▶ **TASK OBJECTIVE**: In the records, find each line where "debug" occurs, and copy it.

---------- INPUT DATA ----------

Issue #1279, opened 2013-08-12
Have rethinkdb --version print a bit more info.


srh:
RethinkDB, when starting up normally with a serve or porcelain command, prints the RethinkDB version and `uname -r` info.  Running `rethinkdb --version` just gets you the RethinkDB version, and it doesn't tell you what type of machine you're running on.
- `rethinkdb --version` should also print the `uname -r` info that tells what machine you're on.
- Also, the RethinkDB version should tell what the target architecture of the RethinkDB executable is, since that's not necessarily the same as the machine architecture.  You can run 32-bit executables on 64-bit systems.

PR #7060, opened 2022-05-05
feat: add machine arch and uname to rethinkdb version

gabor-boros:
### Description

This PR resolves https://github.com/rethinkdb/rethinkdb/issues/1279 by adding the `uname -r` info and target architecture to the `rethinkdb --version` output.

### Example output

```shell
root@8dc5774dc4a2:/workspace# build/debug/rethinkdb --version
rethinkdb 2.4.2-3-g0bad09-dirty (debug) (aarch64-linux-gnu) (GCC 9.4.0)
Linux 5.10.104-linuxkit aarch64
```

### Notes

Moved `std::string windows_version_string` and `std::string run_uname` before its first use for clarity. I can revert that if does not make sense.


gabor-boros:
_FTR: merging as we discussed with @srh that there are no concerns against this PR_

----------

▶ **WRITTEN REPLY**:
root@8dc5774dc4a2:/workspace# build/debug/rethinkdb --version
rethinkdb 2.4.2-3-g0bad09-dirty (debug) (aarch64-linux-gnu) (GCC 9.4.0)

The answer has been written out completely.